With the exception of some mild discomfort that usually lasted only a few minutes, I have been totally free of "my affliction" since last August. Now that February and - with it, hopefully, winter - is winding down, I think I can safely claim that glucosamine/condroitin has been very beneficial to me. I plan to continue taking a tablet twice daily.

My dog has not fared quite so well. After a week or so of taking the supplement, she seemed to be much better. I weaned her off of the vet's treatment and tried some other "joint care" products. For a while, everything seemed fine, but, gradually, her symptoms reappeared. Since then, we have returned to the vet's supplement, and she has improved. She still has occasional problems - probably more stiffness than actual pain, although you'd never believe that if you heard her yelp - but most of the time she is almost as mobile and frisky as her sibling. I still have to lift her up onto the bed and down again - yes, she sleeps with us. Our bed is a tall water-bed style with two rows of drawers underneath - but just about anything else she can manage to jump up on if she really wants to.
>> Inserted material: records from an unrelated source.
PR #5017, opened 2019-03-09
improve error message for invalid timeouts

bennn:
Rearrange a try/except so that these two programs give similar error
messages.

Program 1:

```
import requests
requests.get("https://random.org, timeout=(True, True))
```

Program 2:

```
import requests
requests.get("https://random.org, timeout=True)
```

Before this commit, _Program 2_ raised an error in `urllib3` asking for
an "int, float or None" timeout.


bennn:
Why is this closed & not merged?

PR #5043, opened 2019-04-06
Incorporating a `__main__.py` file into request ?

Carelvd:
Python supports the inclusion of a `__main__.py` file withing ones packages. I though it might be nice to include such a  file within requests to handle the more common tasks from the command line e.g. `GET`, `HEAD`, `PUT` and `POST`. I have included an example for both `HEAD` and `GET` though I'm not certain of their utility. 

More often then not it is necessary to download a file from a given url and I have added a `download` option to assist with that as well.

### DIFF
--- a/requests/__main__.py
+++ b/requests/__main__.py
@@ -1,0 +1,60 @@
+import argparse
+import re
+from . import api
+
+def filename(request) :  
+#   print(request.headers)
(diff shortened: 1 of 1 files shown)


kennethreitz:
send this to the kennethreitz/requests3 repo!

Issue #5037, opened 2019-03-28
Add request event hook


navyad:
There was a scenario where I need to intercept the request and was searching for if there is some way can that be done, then I found the event hook but only `response` event hook is supported.
I hope adding `request` hook can be useful, if yes I would like to implement that.

Any pointers or suggestion appreciated, Thanks

abranjith:
Can you tell what exactly you mean by request hook ? What does intercepting a request mean ? It sounds like you want to do something after request has been made - for which you can use response hook

Holzhaus:
I need the same thing. A hook that retrieves the `Request` or `PreparedRequest` object in the moment when it is sent (without waiting for the response).

Holzhaus:
I implemented the hook in PR #5044.

joaonc:
What a bummer that PR #5044 was closed..   I'd love to have the request hook as well.
My scenario is that for some tests I need to manipulate the headers right before the request (after business logic is done in the REST client).

nateprewitt:
@joaonc is there a reason you can’t use the PreparedRequests workflow for this use case?

joaonc:
I guess there are several ways to skin this cat.  I have a business layer where the REST clients to our web services are defined (ex `AccountService` has a `get_account(account_id)` method) and those clients handle urls for different environments, logging, headers (we have some headers that require business logic), etc.

In some of my tests, I wanted to alter these headers.
One easy way to do it would be to add `request` to the list of hooks.
Another is to have these REST clients accept `headers` as a parameter.

I have a base REST client from which all others derive and ended up adding a check for `hooks.get('request')` and go from there, basically adding the functionality myself.  If it gets added to the `requests` library later, should be easy to switch.

sigmavirus24:
So there seem to be a couple use-cases here that I wanted to summarize and directly address:

1. A REST client library that needs to conditionally perform some logic
2. Someone wanting to handle redirects in a bespoke and unexplained way

As someone who has written multiple REST client libraries, there are many ways to skin this cat and it all depends on how well designed the client library is. For anything that's going to be remotely complex or long-lived, I personally like a layered approach. By which I mean:

- The bottom layer is a class that wraps/extends a `requests.Session` (ideally, it doesn't subclass so that you could swap it out for something similar in the future if you wanted and the rest of your library wouldn't have to know)
- The next layer is what understands URL building and other business logic that might need to happen. This could be used by power users who want to just see response data directly
[...]

PR #5044, opened 2019-04-06
Add request hook

Holzhaus:
Add a request hook that fires when a request is sent. This resolves kennethreitz/requests#5037.

### DIFF
--- a/requests/hooks.py
+++ b/requests/hooks.py
@@ -8,16 +8,19 @@ This module provides the capabilities for the Requests hooks system.
 
 Available hooks:
 
+``request``:
+    The prepared request generated when a Request is sent.
 ``response``:
     The response generated from a Request.
 """
-HOOKS = ['response']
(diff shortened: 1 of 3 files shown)


frostming:
@Holzhaus I remember the hooks were removed in some old commit https://github.com/kennethreitz/requests/commit/ee6c638e9cfdbdf39b9e499d95c353460365f42c#diff-ab3246c102b4e3c7381cf4d1ea4b2bea for a reason, I don't know why though.

MarcClown:
Seems like there was a conflict and the fix did not make it into the branch.
A similar issue ( #5037 ) states that it is fixed by this merge - but unfortunately does not seem to be in because of that conflict.
Would be great if this could be fixed. Any ETA ?

kennethreitz:
the current hook we have is the only necessary one, i determined. hence, the other ones were removed during the big refactor.

Issue #4254, opened 2017-08-25
Git Clone Fails


evanshauser:
The repository does not clone, due to a bad commit. Let me know if I can do anything more to help!

## Expected Result

The repository should be cloned successfully with the command:

```
git clone git@github.com:requests/requests.git
```

## Actual Result

I get this message:

```
Cloning into 'requests'...
remote: Counting objects: 20967, done.
remote: Compressing objects: 100% (25/25), done.
error: object 5e6ecdad9f69b1ff789a17733b8edc6fd7091bd8: badTimezone: invalid author/committer line - bad time zone
fatal: Error in object
fatal: index-pack failed
```

## Reproduction Steps

run:

```
git clone git@github.com:requests/requests.git
```

Lukasa:
Thanks for the report. This is a known problem: see #3088, #3008, and #2690 for previous discussions. The problem can be easily resolved on your end either by performing a shallow clone (if you don't need the history) or turning off the fsck timestamp check. This cannot be fixed without rewriting our history and causing *way* more problems that way than by just letting it sit.

sigmavirus24:
Please, search open **and** closed issues before opening new ones in the future, @evanshauser

Issue #3805, opened 2017-01-10
Cannot clone repo due to bad timezone error


nyuszika7h:
```
nyuszika7h@cadoth ~/src > git clone https://github.com/kennethreitz/requests.git
Cloning into 'requests'...
remote: Counting objects: 18867, done.
remote: Compressing objects: 100% (11/11), done.
error: object 5e6ecdad9f69b1ff789a17733b8edc6fd7091bd8: badTimezone: invalid author/committer line - bad time zone
fatal: Error in object
fatal: index-pack failed
```

Lukasa:
Thanks for raising this issue! In future, please search the issue history before opening new issues on projects, as you'll often find that your issue has been reported before. In this case, this is a duplicate of #3088, #3008, and #2690.

ghost:
Sorry. I did search, but didn't get the right terms.

Lukasa:
If you have an error message, it's usually sufficient just to try to search for that. In this case, I searched for "fatal: index-pack failed" and #3088 popped right up.

ghost:
Yeah, well, I searched for "timezone" because I didn't realize there's a space in it in the error message. (Also, it's strange, I don't remember enabling fsck, but I found it in my git config.)

Lukasa:
fsck is on-by-default on new installs of git, so unless you're persisting a gitconfig from an older version of git you'll always find it on. =)

ghost:
I do have a custom gitconfig, so that's strange. This kind of issue could have been avoided if they enabled fsck by default in the first place, but oh well. You can't rewrite 6 years of history now, that would just mess things up even more. I do wonder how that weird timezone ended up in a commit though.

Lukasa:
Yeah, it's really annoying because it causes legitimate problems for lots of people, especially those who use git in automated scripts, but we really can't do anything about it now. =(

vermeeren:
Even though it hurts to do this, you may want to consider rewriting the history to fix this problem once and for all. For Breathe I ended up doing this and I added a notice to the top of the README, in the biggest heading possible, for a while.

Projects using this as a submodule will have to update the SHA once. But currently many setups encounter a clone failure meaning existing submodules will not work at all and cloning this repo directly won't either.

Ref: https://github.com/michaeljones/breathe/issues/340#issuecomment-394396673

Issue #3088, opened 2016-04-11
badTimezone: cannot clone with git 2.8.1


rillian:
I can't clone this repo. It complains:

```
$ git clone https://github.com/kennethreitz/requests
Cloning into 'requests'...
remote: Counting objects: 17048, done.
remote: Compressing objects: 100% (39/39), done.
error: object 5e6ecdad9f69b1ff789a17733b8edc6fd7091bd8: badTimezone: invalid author/committer line - bad time zone
fatal: Error in object
fatal: index-pack failed
```

Lukasa:
This is a known problem: see #3008 and #2690 for previous discussions. The problem can be easily resolved on your end either by performing a shallow clone (if you don't need the history) or turning off the fsck timestamp check.

rillian:
Thanks for the quick response.

kennethreitz:
@rillian did you enable verification yourself or did another tool do that?

rillian:
You're right, I have those options set in my ~/.gitconfig; it's nothing to do with the git version. I don't know if I did it manually or if one of our audit tools added it, because how is that not the default? :/

``` ini
[transfer]
          fsckobjects = true
[fetch]
          fsckobjects = true
[receive]
          fsckObjects = true 
```

I've been trying to figure out how to get YCM to work around this, but it's tricky with submodules because an initial shallow clone generally fails. There doesn't seem to be a `fetch.fsckBadTimezone`. I couldn't get your `$ git config fsck.badTimezone ignore` suggestion to work, just disabling `fetch.fsckObjects` entirely.

rogueresistor:
```git config --global fetch.fsck.badTimezone ignore```

Works for me when cloning submodules, this just disables it for fetch.

Issue #3008, opened 2016-02-12
invalid git history


thestinger:
The Git history for this repository is invalid. You'll run into this if you enable verification of the history in your configuration (which should really be the default):

```
[transfer]
	fsckobjects = true

[fetch]
	fsckobjects = true

[receive]
	fsckobjects = true
```

```
% git clone https://github.com/kennethreitz/requests.git
Cloning into 'requests'...
remote: Counting objects: 16580, done.
error: object 5e6ecdad9f69b1ff789a17733b8edc6fd7091bd8: badTimezone: invalid author/committer line - bad time zone
fatal: Error in object
```

If you look at the commit with verification disabled, you can see the problem:

```
commit 5e6ecdad9f69b1ff789a17733b8edc6fd7091bd8
Author: Shrikant Sharat Kandula <shrikantsharat.k@gmail.com>
Date:   Thu Sep 8 02:38:50 2011 +51800

    Typo in documentation
    
    The kwarg is named `headers`, not `header`. Also, its a dict, not a set.
```

I don't have a suggestion on how to approach this. It's quite unfortunate. The history would probably have to be rewritten, and that would be awful. I do think it's worth noting though... verification by default may become the default on various distributions or even upstream.

untitaker:
> verification by default may become the default on various distributions

I'd assume there are many more large/popular repositories that contain at least broken timestamps. IMO it'd be impudent if a distro patches git in a way that would break cloning repos like this. Given requests' history with downstream patches, I guess others would agree.

> or even upstream.

Upstream should decide, yes.

---

EDIT: From the larger Python repos, it seems that [Werkzeug](https://github.com/mitsuhiko/werkzeug) is also affected by this.

thestinger:
If verification is off, there aren't even checks to make sure that the hashes are correct. It would make sense if there was a loose mode accepting some invalid history, like invalid timestamps.

kennethreitz:
Well, one solution is to `$ git config fsck.badTimezone ignore`

kennethreitz:
OK, here's my position on this.
- This is nothing for us to be concerned with. The only people effected by this are people who signed up to be effected by this by automatically running `git fsck` when performing normal Git operations. I can definitely see why this could be considered a good idea, but since almost no one does this, this is not something Requests needs be concerned with.
[...]

PR #5755, opened 2021-02-17
Provide directions for cloning repository despite malformed commits

pdmccormick:
Issues #2690, #3008, #3088, #3805 #4254 all refer to the issue with commit 5e6ecdad9f69b1ff789a17733b8edc6fd7091bd8 that cause Git to error out when cloning the repository. As originally discussed in #2690, this issue cannot be avoided without rewriting history, so why don't we instead include some helpful directions at the bottom of the README?


sigmavirus24 (approved):
Thanks so much!

PR #5554, opened 2020-08-09
WIP: Make Brotli support enabled by default, if appropriate urllib3 version is available

gdubicki:
This is still a work in progress - I have to make sure that the tests are actually running, not skipped every time 😅 but [I would like to get feedback if the direction is right](https://github.com/psf/requests/blob/master/docs/dev/contributing.rst#get-early-feedback).

I had to update some deps to make the tests pass after a lot of packages being updated after I added `brotli` to dev-packages. But I assume that this should be done anyway. Especially as there were discrepancies in the versions - f.e. `pytest` version in `setup.py` commit message declared v. 4 compatibility while the version in `Pipenv` was set to be at most v. 3.10.1.

Speaking of dependencies I have a doubt how to declare required urllib3 version. Technically the first with brotli support is 1.25.1, but this is a version not supported by Requests... Should I update all the references to require urllib3 >= 1.25.2 then instead of >= 1.25.1?

PR #5783, opened 2021-03-29
Add support for brotli decoding

dilyanpalauzov:
When the `brotli` or `brotlicffi` packages are installed, `urllib3.util.make_headers()` inserts ',br' in the Accept-Encoding header and decodes br from the answers.

### DIFF
--- a/docs/community/faq.rst
+++ b/docs/community/faq.rst
@@ -11,6 +11,9 @@ Encoded Data?
 Requests automatically decompresses gzip-encoded responses, and does
 its best to decode response content to unicode when possible.
 
+When either the `brotli <https://pypi.org/project/Brotli/>`_ or `brotlicffi <https://pypi.org/project/brotlicffi/>`_
+package is installed, requests also decodes Brotli-encoded responses.
+
 You can get direct access to the raw response (and even the socket),
 if needed as well.
 
--- a/requests/utils.py
+++ b/requests/utils.py
@@ -42,7 +42,10 @@ DEFAULT_CA_BUNDLE_PATH = certs.where()
 
 DEFAULT_PORTS = {'http': 80, 'https': 443}
 
-DEFAULT_ACCEPT_ENCODING = make_headers(accept_encoding=True)["accept-encoding"]
+# Ensure that ', ' is used to preserve previous delimiter behavior.
+DEFAULT_ACCEPT_ENCODING = ", ".join(
+    re.split(r",\s*", make_headers(accept_encoding=True)["accept-encoding"])
+)
 
 
 if sys.platform == 'win32':
--- a/requests/utils.py
+++ b/requests/utils.py
@@ -20,6 +20,7 @@ import tempfile
 import warnings
 import zipfile
 from collections import OrderedDict
+from urllib3.util import make_headers
 
 from .__version__ import __version__
 from . import certs
@@ -820,7 +821,7 @@ def default_headers():
     """
     return CaseInsensitiveDict({
         'User-Agent': default_user_agent(),
-        'Accept-Encoding': ', '.join(('gzip', 'deflate')),
+        'Accept-Encoding': make_headers(accept_encoding=True)["accept-encoding"],
         'Accept': '*/*',
         'Connection': 'keep-alive',
     })
--- a/requests/utils.py
+++ b/requests/utils.py
@@ -42,6 +42,8 @@ DEFAULT_CA_BUNDLE_PATH = certs.where()
 
 DEFAULT_PORTS = {'http': 80, 'https': 443}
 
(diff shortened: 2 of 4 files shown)


VeNoMouS:
Should that not be something more along the lines of...

```python
make_headers(accept_encoding=True).get('accept-encoding', ', '.join(('gzip', 'deflate'))),
```

as a 'fail safe'

dilyanpalauzov:
You can change it as you want, as long Requests sends transparently `Accept-Encoding: br`.

.join is an overkiller to generate a constant string.

gdubicki:
My 2c: I like the approach of reusing code from urllib3 more than mine from #5554. :)

However the [minimal supported by requests version of urllib3 is now 1.21.1](https://github.com/psf/requests/blob/master/setup.py#L46), which [does not support brotli yet](https://github.com/urllib3/urllib3/blame/1.21.1/urllib3/util/request.py). The [minimal version that has this support is 1.25.1](https://github.com/urllib3/urllib3/commit/9eecb6bd0fab0a4546dd35c7ee42e8cd9c59274f). So I think that it should be mentioned in docs update here, along with info about required `brotli` or `brotlicffi` packages.

gdubicki:
Such fail-safe is not needed, @VeNoMouS , as even the oldest supported by requests urllib3 has `make_headers()` that will return a dict with `Accept-Encoding` key, when called with `accept_encoding=True`.

See https://github.com/urllib3/urllib3/blame/1.21.1/urllib3/util/request.py#L7-L55 .

docs/community/faq.rst
```diff
@@ -11,6 +11,9 @@ Encoded Data?
 Requests automatically decompresses gzip-encoded responses, and does
 its best to decode response content to unicode when possible.
 
+When either the brotli or brotlicffi package is installed, requests
```
sethmlarson: Can we link to the individual packages here?

docs/community/faq.rst
```diff
@@ -11,6 +11,9 @@ Encoded Data?
...
+also decodes brotli-encoded responses.
```
sethmlarson: nit: Brotli is a proper name so should be capitalized here and in the changelog

requests/utils.py
```diff
@@ -820,7 +821,7 @@ def default_headers():
     """
     return CaseInsensitiveDict({
         'User-Agent': default_user_agent(),
-        'Accept-Encoding': ', '.join(('gzip', 'deflate')),
+        'Accept-Encoding': make_headers(accept_encoding=True)["accept-encoding"],
```
sethmlarson: Should we generate this header once and store the result so it doesn't need to be called every time? The value is determined by imports so shouldn't be changing often.

sethmlarson (changes requested):
This looks mostly good, few comments for you

docs/community/faq.rst
dilyanpalauzov: I have capitalized Brotli-decompression on both places.

requests/utils.py
dilyanpalauzov: This optimization makes sense.  I kindly ask you to implement it in the way, you think fits best.

dilyanpalauzov:
> However the [minimal supported by requests version of urllib3 is now 1.21.1](https://github.com/psf/requests/blob/master/setup.py#L46), which [does not support brotli yet](https://github.com/urllib3/urllib3/blame/1.21.1/urllib3/util/request.py). The [minimal version that has this support is 1.25.1](https://github.com/urllib3/urllib3/commit/9eecb6bd0fab0a4546dd35c7ee42e8cd9c59274f). So I think that it should be mentioned in docs update here, along with info about required `brotli` or `brotlicffi` packages.

Please propose wording and where to update the text.  Currently the brotli-texts are updated on three places - faq, history and quickstart.  I consider it better, if the documentation does not repeat the same thing on different places.

naorlivne:
I apologize If this might come off as a bit rude but this PR seems to be the only thing blocking 2.26.0 milestone (the other changes in it have no pending change requested), and it's been a month without any progress, if for more time is needed that's of course understandable but would it be possible to bump this for a release after the next one so as not to have it block other changes from being released?

ghost:
ap

On Mon, Jun 14, 2021, 1:46 AM Naor Livne ***@***.***> wrote:
nah..

ghost:
Just bump 2.2.1 for the update ... majority needs to redilimbruim it's
depth not making it by lying ..add support!

sethmlarson (approved):
I'm now happy with my changes but I'd like another reviewer to take a quick peek now that I'm the author of most of this diff. cc @nateprewitt @sigmavirus24

sigmavirus24 (approved):

PR #5784, opened 2021-03-31
fix typo

DavidKimDY:
fix typo

### DIFF
--- a/docs/conf.py
+++ b/docs/conf.py
@@ -3,7 +3,7 @@
 # Requests documentation build configuration file, created by
 # sphinx-quickstart on Fri Feb 19 00:05:47 2016.
 #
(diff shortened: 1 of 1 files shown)


docs/conf.py
```diff
@@ -3,7 +3,7 @@
 # Requests documentation build configuration file, created by
 # sphinx-quickstart on Fri Feb 19 00:05:47 2016.
 #
-# This file is execfile()d with the current directory set to its
+# This file is execfile() with the current directory set to its
```
sigmavirus24, line 6: This is:

1. Intentional
2. Auto-generated for us

sigmavirus24:
Thank you for your contribution! Unfortunately, we didn't write the content of that comment and don't maintain the comments in that file.

PR #5792, opened 2021-04-11
Short-circuit raise_for_status code for statuses that will not raise …

ptmcg:
…an exception

This short-circuit code will skip the steps for decoding response.reason if the status code is not an exception-raising status code.

### DIFF
--- a/AUTHORS.rst
+++ b/AUTHORS.rst
@@ -191,3 +191,4 @@ Patches and Suggestions
 - "Dull Bananas" <dull.bananas0@gmail.com> (`@dullbananas <https://github.com/dullbananas>`_)
 - Alessio Izzo (`@aless10 <https://github.com/aless10>`_)
 - Sylvain Marié (`@smarie <https://github.com/smarie>`_)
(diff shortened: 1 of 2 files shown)


sigmavirus24:
Decoding the `reason` certainly isn't that expensive in reality. Why add this complexity here? What does this gain anybody?

ptmcg:
Early exit from an exception-raising routine, when it can be quickly determined that no exception will be raised, would be considered by some to be less complexity, not more. At run-time it saves several additional if-tests for all successful statuses, and for those reading the code, it clearly shows that only status codes >= 400 are really of any interest when raising an exception.

(I could understand if there were some possible restructuring of HTTP status codes in the future, but this status code organization is pretty cast in stone now.)

nateprewitt:
Hi @ptmcg, thanks for the initiative here! Unfortunately, I think I'm in agreement with @sigmavirus24. This is an optimization that adds extra code clutter without providing a tangible user benefit.

I did some quick benchmarking and performance difference is measured in fractions of a _microsecond_. There's never going to be a situation where we accept latency involved with sending a request across a network but are concerned about sub-microsecond precision in post processing.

My totally unscientific conclusion is that, for my dog and me at least, glucosamine/condroitin can help ease arthritic symptoms and may, underline "may", actually reduce the effects of arthritis. While I have no reason to believe that taking a recommended dosage of glucosamine/condroitin would cause any harm, you didn't hear that from me. Consult your doctor.

Could it be the "placebo effect" and not any real change? Could be for me, I'm still amazed I didn't get sympathetic labor pains when my kids were born (about thirty years ago), but how do you account for the improvement in my dog? No, I think there is something here, and I hope there will be more serious scientific investigations undertaken shortly.